Estimated reading time: 5 minutes
“You want to see our new tombstone?” Barbara Lemaster James proudly invited me. The question echoed like a question from long ago, “You want to watch our home movies?” Back then, no one ever wanted to watch anyone’s home movies or learn about the family dirt, let alone inspect their pre-bought tombstone before they died.
Already I was biting my tongue, thinking of a million jokes. I restrained myself, though, severely reminding myself that I am the genealogist and historian in the family. There might be implications here I may need to know. Get serious, Eric. “Of course,” I replied. “Let’s go.”

Barbara’s husband, Raymond Edward James, had a rough time this past year.
Cousin, Mark New, who’s a funeral director, suggested they select a plot among their James cousins, now buried at Mt. Zion Cemetery in Science Hill, Kentucky. Mark also maintains the expanding cemetery that once was part of his Grandmother Adams’ family farm.
When we all gathered at our annual family outing over the weekend, Barbara issued me her invitation.
I could have guessed some irrepressible James family dark humor would cut loose.

With Mark’s guidance, Raymond and Barbara had put some considerable thought into their selection. Unlike the plentiful black tombstones, which I found among numerous James all across the country, Raymond and Barbara selected a Confederate gray with dignified black engraving.
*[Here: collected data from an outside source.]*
PR #43, opened 2017-10-22
Add support for filtering by title and tag

malor:
It's now possible to pass additional query parameters `title` and
`tag`, so that only the snippets that have corresponding attribute
values are returned, e.g.:

    GET /snippets?title=foo&tag=bar

Filtering by title is implemented by searching for all the matches,
that start with the given string (both for efficiency and
feature-parity reasons).

### DIFF
--- a/tests/services/test_snippet.py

Around two wedding rings linking their separate burial locations, they engraved their wedding date.
Each side was flanked by a receptacle. “What goes in there,” I asked.
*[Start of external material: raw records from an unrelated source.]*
PR #45, opened 2017-10-22
Add a basic ansible playbook for deployment

malor:
The playbook allows to deploy xsnippet-api on a clean Ubuntu Xenial
machine, e.g.:

    $ ansible-playbook -u user \
                       -e xsnippet_image=xsnippet/xsnippet-api:latest \
        contrib/ansible/deploy.yaml

`xsnippet_image` variable can be used to specify the exact Docker
image, that should be deployed (it is expected, that the image has
already been built and pushed to the registry).

The playbook also deploys xsnippet-api dependencies like MongoDB.

### DIFF
--- a/contrib/ansible/deploy.yaml
+++ b/contrib/ansible/deploy.yaml
@@ -1,0 +1,68 @@
+---
+- hosts: xsnippet
+  tasks:
+    - name: ensure Python 2 is installed
+      raw: test -e /usr/bin/python || (apt -y update && apt install -y python-minimal)
+  gather_facts: false
+
+- hosts: xsnippet
+  vars:
+    xsnippet_image: xsnippet/xsnippet-api:latest
+  tasks:
+    - name: update apt cache (if needed)
+      apt: update_cache=yes cache_valid_time=3600
+
+    - name: install essential packages
+      apt: "name={{ item }} state=latest"
+      with_items:
+        - apt-transport-https
+        - ca-certificates
+
+    - name: add Docker gpg key
+      apt_key:
+        url: https://download.docker.com/linux/ubuntu/gpg
+        state: present
+
+    - name: add Docker packages repo
+      apt_repository:
+        repo: "deb [arch=amd64] https://download.docker.com/linux/ubuntu {{ ansible_distribution_release }} stable"
+        state: present
+      register: newrepo
+
+    - name: update apt cache (if needed)
+      apt: update_cache=yes
+      when: newrepo.changed
+
+    - name: install the latest Docker
+      apt: name=docker-ce state=latest
+
+    - name: initialize Docker Swarm
+      shell: "docker swarm init --advertise-addr 127.0.0.1 || docker stack ls"
+      register: init_result
+      changed_when: "'This node is already part of a swarm' not in init_result.stderr"
+
+    - name: create xsnippet user
+      user:
+        name: xsnippet
+        createhome: yes
+
+    - name: prepare the config file
+      template:
+        src: xsnippet-api.conf.j2
+        dest: "/home/xsnippet/xsnippet-api.conf"
+        mode: 0600
+        owner: xsnippet
+        group: xsnippet
+
+    - name: prepare the Docker stack config
+      template:
+        src: docker-compose.yml.j2
+        dest: "/home/xsnippet/docker-compose.yml"
+        mode: 0600
+        owner: xsnippet
+        group: xsnippet
+
+    - name: create or update a Docker Swarm stack
+      command: "docker stack deploy -c docker-compose.yml xsnippet"
+      args:
+        chdir: "/home/xsnippet"
--- a/contrib/ansible/docker-compose.yml.j2
+++ b/contrib/ansible/docker-compose.yml.j2
@@ -1,0 +1,38 @@
+version: "3.3"
+services:
+  db:
+    image: mongo:3
+    deploy:
+      replicas: 1
+      restart_policy:
+        condition: on-failure
+    volumes:
+      - db_state:/data/db
+    networks:
+      - default
+
+  api:
+    image: {{ xsnippet_image }}
+    configs:
+      - source: api_config
+        target: /etc/xsnippet-api.conf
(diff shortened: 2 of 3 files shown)


contrib/ansible/deploy.yaml
```diff
@@ -0,0 +1,62 @@
...
+          state: present
+
+    - name: update apt cache
+      apt: update_cache=yes
+
+    - name: install Docker
+      apt: name=docker-ce state=latest
+
+    - name: initialize Docker Swarm
+      shell: "docker swarm init --advertise-addr `ip -o a | grep eth | head -n1 | awk '{print $4}' | cut -d '/' -f 1` || docker stack ls"
```
ikalnytskyi: Jesus.. what does this line return?

```
`ip -o a | grep eth | head -n1 | awk '{print $4}' | cut -d '/' -f 1`
```

Can we use ansible facts instead to retrieve proper IP address?

contrib/ansible/deploy.yaml
```diff
@@ -0,0 +1,62 @@
...
+
+    - name: create xsnippet user
+      user:
+        name: xsnippet
+        groups: docker
```
ikalnytskyi: Hm.. I have one little concern about this group. Usually having this group means you have `sudo`-less permissions to use Docker. As we recently learned, this effectively means you have superuser permissions as you can create any binary inside container with `setuid 0`, and then call it on the system.

contrib/ansible/deploy.yaml
```diff
@@ -0,0 +1,62 @@
...
+        - ca-certificates
+        - curl
+        - software-properties-common
+
+    - name: add Docker gpg key
+      shell: "curl -fsSL https://download.docker.com/linux/ubuntu/gpg | sudo apt-key add -"
+
+    - name: add Docker packages repo
+      apt_repository:
+          repo: "deb [arch=amd64] https://download.docker.com/linux/ubuntu {{ ansible_distribution_release }} stable"
```
ikalnytskyi: (minor) you use 2 space indentation everywhere in this playbook, so could you please fix these lines to have 2 spaces?

contrib/ansible/docker-compose.yml.j2
```diff
@@ -0,0 +1,38 @@
+version: "3.3"
+services:
+    db:
```
ikalnytskyi: (ever more minor) You use 2 space indentation in Ansible playbook, can you please use 2 space indention in this docker file? I think it's more than ok for YAMLs. :) But you can keep this way if you like, just a suggestion.

contrib/ansible/docker-compose.yml.j2
```diff
@@ -0,0 +1,38 @@
...
+            - db
+        ports:
+            - "80:8000"
+        networks:
+            - default
+networks:
+    default:
+
+volumes:
+    db_state:
```
ikalnytskyi: What does this empty object mean?

contrib/ansible/deploy.yaml
```diff
@@ -0,0 +1,62 @@
...
+  tasks:
+    - name: update apt cache
+      apt:  update_cache=yes cache_valid_time=3600
+
+    - name: install essential packages
+      apt: "name={{ item }} state=latest"
+      with_items:
+        - apt-transport-https
+        - ca-certificates
+        - curl
```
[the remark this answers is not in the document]
malor: No, that's it, but I'll replace it with ansible `apt_key` module as you're suggesting below.

contrib/ansible/deploy.yaml
```diff
@@ -0,0 +1,62 @@
...
+        - software-properties-common
```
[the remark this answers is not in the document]
malor: It provides the `apt-add-repository` util, but we don't really need it as we use an ansible module instead.

contrib/ansible/deploy.yaml
```diff
@@ -0,0 +1,62 @@
...
+
+    - name: add Docker gpg key
+      shell: "curl -fsSL https://download.docker.com/linux/ubuntu/gpg | sudo apt-key add -"
```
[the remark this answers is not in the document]
malor: Thanks for suggestion! I didn't now it exists :)

contrib/ansible/deploy.yaml
malor: Done.

contrib/ansible/deploy.yaml
malor: Will do! (the first IPv4 address on the interfaces starting with `eth` :P )

contrib/ansible/deploy.yaml
malor: I just realized that we don't really need it. I'll remove it.

contrib/ansible/docker-compose.yml.j2
malor: Ok. Will do!

contrib/ansible/docker-compose.yml.j2
malor: Create a new volume named `db_state` with default parameters (default driver is `local`).

contrib/ansible/deploy.yaml
```diff
@@ -0,0 +1,62 @@
...
+  vars:
+    xsnippet_image: xsnippet/xsnippet-api:latest
+  tasks:
+    - name: update apt cache
+      apt:  update_cache=yes cache_valid_time=3600
+
+    - name: install essential packages
+      apt: "name={{ item }} state=latest"
+      with_items:
+        - apt-transport-https
```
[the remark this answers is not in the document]
zoresvit: Yeah, most distros still use `http` mirrors by default. Their reasoning behind this is that you don't need to trust a mirror, you only need to verify integrity of the packages (which is done relying on GPG).

While that's a valid justification, I still don't see a reason for them *not to use* `https` now when certificates are free and don't add to the cost of infrastructure. I know for Arch Linux it's possible to choose https-only mirrors just in case, not sure if the same holds for Ubuntu.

“Yellow roses in mine,” Barbara quickly replied.
“And in Raymond’s?”
“Ice cream,” Raymond interjected. Ice cream, it is, I noted.
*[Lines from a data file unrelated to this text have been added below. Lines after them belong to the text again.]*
PR #47, opened 2017-12-21
Use xsnippet.api namespace instead of xsnippet_api

ikalnytskyi:
No particular reason. Just because @ikalnytskyi wants to! :P


ikalnytskyi:
> find_packages won't find sub-packages from a namespace because top-level dir doesn't have __init__.py, so they will have to be listed explicitly.

Wow, that's crap. They don't worth to be listed explicitly. :(

ikalnytskyi:
Geez, I can't reopen PR. :(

On the backside of their tombstone, Barbara and Raymond thoughtfully had engraved the names of their children, even those of Barbara’s by her earlier marriage.
“See,” Raymond pointed. “There’s the genealogy. Right there.” Raymond looked for my reaction. “Well, Eric, you’re not going to be around here forever!” he added.
Any sense of decorum, if any existed at all, now was broken. “Have you both lied down here before,” I asked. “There doesn’t seem to be enough length.”
Barbara snapped, “Oh yeah. We fit.”
Then came Barbara’s zinger. “And look, Eric. You can have this space, right next door.” I was stunned. Literally, stunned. To urge me further, Barbara tried closing the deal. “And there’s room further down the row, for all your Facebook friends.”
We paraded around the tombstones of the other James family buried there. Ivadean James caught my eye. The one and only time I met and talked with her was about a year before she died.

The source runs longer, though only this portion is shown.